Dr David Gillett is a fully accredited Plastic and Reconstructive Surgeon. Dr Gillett works 2 days per week at the Princess Margaret Hospital for Children where he is Chairman of Cleft Lip and Palate and Cranio Maxillofacial Units. Dr Gillett is also the president of the Australasian Cleft Lip & Palate Association and ex President of the Asian Pacific Cleft Lip & Palate Cranio Facial Congress.
Cleft lip and cleft palate are among the most common birth defects affecting children in Australia. The incomplete formation of the upper lip (cleft lip) or roof of the mouth (cleft palate) can occur individually, or both defects may occur together.

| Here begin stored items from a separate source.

PR #84, opened 2015-07-15
Moved all business logic in to AgoraBusiness (including authorization)

jacarey:
Added stub suite for integration testing.
Added authorization exception that is handled by the supervisor of PerRequest.


src/main/scala/org/broadinstitute/dsde/agora/server/business/AgoraAuthorizationException.scala
```diff
@@ -0,0 +1,16 @@
+
+package org.broadinstitute.dsde.agora.server.business
+
+import org.broadinstitute.dsde.agora.server.dataaccess.acls.AgoraPermissions
+import org.broadinstitute.dsde.agora.server.model.AgoraEntity
+
+case class AgoraAuthorizationException(agoraPermissions: AgoraPermissions, agoraEntity: AgoraEntity) extends Exception {
+  override def getMessage: String = {
+    "Authorization exception attempting to exercise permission %d on entity %s.%s.%d. %s".format(
```
bradtaylor: Should we prefer string interpolation to format?
s"Authorization exception attempting to exercise permission $agoraPermissions.permissions

It would make this string longer, but you could break it up over multiple lines with +

Up to you which is more readable

src/main/scala/org/broadinstitute/dsde/agora/server/webservice/AddHandler.scala
```diff
@@ -33,85 +34,7 @@ class AddHandler(authorizationProvider: AuthorizationProvider) extends Actor {
...
-    uri.substring(methodScheme.length)
-  }
-
-  private def isIdInt(idStr: String): Boolean = {
-    idStr.forall(_.isDigit)
-  }
-
-  private def uriParts(uriWithoutScheme: String): Array[String] = {
-    uriWithoutScheme.split("\\.")
+    context.parent ! RequestComplete(Created, agoraBusiness.insert(agoraEntity.copy(createDate = Option(new DateTime())), username))
```
bradtaylor: AgoraBusiness.insert performs the entity copy to add createDate. See
https://github.com/broadinstitute/agora/pull/84/files#diff-1768f9d51119592601a48548da8f9904R16

Remove the copy here

src/main/scala/org/broadinstitute/dsde/agora/server/webservice/PerRequest.scala
```diff
@@ -53,6 +54,10 @@ trait PerRequest extends Actor {
 
   override val supervisorStrategy =
     OneForOneStrategy() {
+      case authException: AgoraAuthorizationException =>
+        system.log.error(authException, "Authorization exception processing request:" + r.request.uri)
```
bradtaylor: error?  Or info?  It's not really a system error that a user tried to foo a bar without access. It's just dumbfoolery on their part

src/main/scala/org/broadinstitute/dsde/agora/server/webservice/QueryHandler.scala
```diff
@@ -14,29 +12,31 @@ import spray.httpx.SprayJsonSupport._
...
 
   def receive = {
     case QuerySingle(requestContext: RequestContext,
-                     namespace: String,
-                     name: String,
-                     snapshotId: Int,
-                     entityType: Seq[AgoraEntityType.EntityType],
-                     username: String,
-                     onlyPayload: Boolean) =>
+    namespace: String,
```
bradtaylor: Why was the indenting removed here. I thought we decided we liked that? See every case class under Model. But this is a case match of course. Does intelliJ complain or something?

src/test/scala/org/broadinstitute/dsde/agora/server/dataaccess/authorization/TestAuthorizationProvider.scala
```diff
@@ -12,8 +13,8 @@ import org.broadinstitute.dsde.agora.server.model.AgoraEntity
 object TestAuthorizationProvider extends AuthorizationProvider with AgoraTestData{
 
   // local permission storage.
-  val entityPermissions = new HashMap[String, AgoraPermissions]()
-  val namespacePermissions = new HashMap[String, AgoraPermissions]()
+  val entityPermissions = new mutable.HashMap[String, AgoraPermissions]()
```
bradtaylor: Why did this need to become a mutable map?

bradtaylor:
Several comments. Otherwise thumbsup

src/test/scala/org/broadinstitute/dsde/agora/server/dataaccess/authorization/TestAuthorizationProvider.scala
jacarey: It always was. This is just a scala convention for calling out mutable collections in the instantiation. (A mild form of shaming, but mostly just to make it obvious you are dealing with mutable collection without looking at the imports)

src/main/scala/org/broadinstitute/dsde/agora/server/webservice/PerRequest.scala
jacarey: info sounds good

src/main/scala/org/broadinstitute/dsde/agora/server/webservice/AddHandler.scala
jacarey: will do

src/main/scala/org/broadinstitute/dsde/agora/server/business/AgoraAuthorizationException.scala
jacarey: I think string interpolation makes it easier to read what the string is meant to represent. I'll change it.

src/main/scala/org/broadinstitute/dsde/agora/server/webservice/QueryHandler.scala
jacarey: Grrr stupid auto formatter does this for case classes. I'll fix it

jacarey:
I think it is late enough in this sprint to delay pushing this to master to avoid any pre-demo complications.

src/main/scala/org/broadinstitute/dsde/agora/server/webservice/QueryHandler.scala
jacarey: FYI - Checking "Align when multiline" for Method call arguments in File -> Settings... -> Code Style -> Scala on the Wrapping and Braces tab fixes this.

src/main/scala/org/broadinstitute/dsde/agora/server/business/AgoraBusiness.scala
```diff
@@ -42,40 +38,40 @@ class AgoraBusiness {
                  username: String): Option[AgoraEntity] = {
     val optEntity = AgoraDao.createAgoraDao(entityTypes).findSingle(namespace, name, snapshotId)
     optEntity match {
-      case Some(foundEntity) => Some(foundEntity.copy(url = Option(agoraUrl(foundEntity))))
+      case Some(foundEntity) =>
```
vivster7: Instead of returning an Option, we should just throw the error to be caught by Supervisor. Will also save some lines of code in QueryHandler

src/main/scala/org/broadinstitute/dsde/agora/server/webservice/AddHandler.scala
```diff
@@ -15,17 +15,18 @@ import spray.httpx.SprayJsonSupport._
 import spray.routing.RequestContext
 
 /**
- * Handles adding a method to the methods repository, including validation.
+ * AddHandler is an actor that receives web service requests and calls AgoraBusiness logic.
+ * It then handles the returns from the business layer and completes the request. It is responsible for adding a method
+ * or method configuration to the methods repository, including validation.
```
vivster7: addHandler no longer handles validation. I believe it moved to AgoraBusiness

vivster7:
:+1:

PR #85, opened 2015-07-20
Route + Class validation ( + route refactor)

vivster7:


bradtaylor:
Could the 2 commits be squashed?

src/main/scala/org/broadinstitute/dsde/agora/server/model/AgoraEntity.scala
```diff
@@ -20,35 +21,95 @@ object AgoraEntityType extends Enumeration {
...
+    def validateSnapshotId(_id: Int): ValidationNel[String, Int] = {
+      if (_id > 0) _id.successNel[String]
+      else "SnapshotId must be greater than 0".failureNel[Int]
+    }
+
+    def validateSynopsis(synopsis: String): ValidationNel[String, String] = {
+      if (synopsis.length <= 80) synopsis.successNel[String]
+      else "Synopsis must be less than 80 chars".failureNel[String]
+    }
+
```
jacarey: I believe there is a 10k documentation limit as well that we should validate.

src/main/scala/org/broadinstitute/dsde/agora/server/webservice/QueryHandler.scala
```diff
@@ -23,13 +23,11 @@ class QueryHandler(authorizationProvider: AuthorizationProvider) extends Actor {
 
   def receive = {
     case QuerySingle(requestContext: RequestContext,
-                     namespace: String,
-                     name: String,
-                     snapshotId: Int,
+                     entity: AgoraEntity,
                      entityType: Seq[AgoraEntityType.EntityType],
```
jacarey: Seq should be plural entityTypes

src/main/scala/org/broadinstitute/dsde/agora/server/webservice/routes/RouteHelpers.scala
```diff
@@ -0,0 +1,135 @@
...
+               s"You can't perform operation for entity type $entityType.get at path /$path.")
+    else
+      pass
+  }
+
+  def toBool(x: Option[String]): Boolean = {
+    x match {
+      case Some(x) => Try(x.toBoolean).getOrElse(false)
+      case None => false
+    }
```
jacarey: i think this can be simplified to 

Try(x.get.toBoolean).getOrElse(false)

src/test/scala/org/broadinstitute/dsde/agora/server/business/AgoraBusinessTest.scala
```diff
@@ -22,11 +22,11 @@ class AgoraBusinessTest extends FlatSpec with Matchers with AgoraTestData {
...
-
-  "Agora" should "not find a method payload when resolving a WDL import statement if the method has not been added" in {
-    val importString = "methods://broad.nonexistent.5400"
-    assert(agoraBusiness.importResolver(importString, agoraCIOwner.get) === "")
-  }
+//
+//  "Agora" should "not find a method payload when resolving a WDL import statement if the method has not been added" in {
+//    val importString = "methods://broad.nonexistent.5400"
+//    assert(agoraBusiness.importResolver(importString, agoraCIOwner.get) === "")
+//  }
```
jacarey: if this is a useful test that is currently not working we should set it to ignore instead of commenting it out so we don't lose track of it.

jacarey:
:+1:

src/main/scala/org/broadinstitute/dsde/agora/server/webservice/routes/RouteHelpers.scala
```diff
@@ -0,0 +1,135 @@
...
+
+
+trait RouteHelpers extends AgoraDirectives
+  with QuerySingleRoute
+  with QueryRoute
+  with AddRoute
+
+trait BaseRoute extends PerRequestCreator with RouteUtil
+
+trait QuerySingleRoute extends BaseRoute {
```
bradtaylor: I'd still prefer this be called something like QuerySingleHelpers, since the actual route is a def in AgoraService. Just my preference.

vivster7: Hmm, personally, I think there is enough context: the file and parent traits are both called RouteHelpers. And the trait keyword suggests that you can find the concrete implementation elsewhere. What do other people think? @dshiga @gbggrant @jacarey

dshiga: I think QuerySingleHelper is clearer. To me the routes are just the url patterns that we match in AgoraService.

vivster7: sounds good, I'll shall change the name.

A cleft is a birth defect where the two halves of the palate and/or the lip don’t fuse properly, leaving an open space or ‘cleft’. A cleft in the roof of the mouth, or palate, is known as a cleft palate whereas a cleft between the two halves of the lip is known as a cleft lip. Since the lip and the palate develop separately, it is possible for a child to have a cleft lip, a cleft palate, or variations of both. This can occur on one side of the face only (unilateral) or on both sides (bilateral).
One in every 600 to 800 babies is affected by cleft lip or palate. The cause is unknown, although it is thought that genetic factors play a role in a small proportion of cases.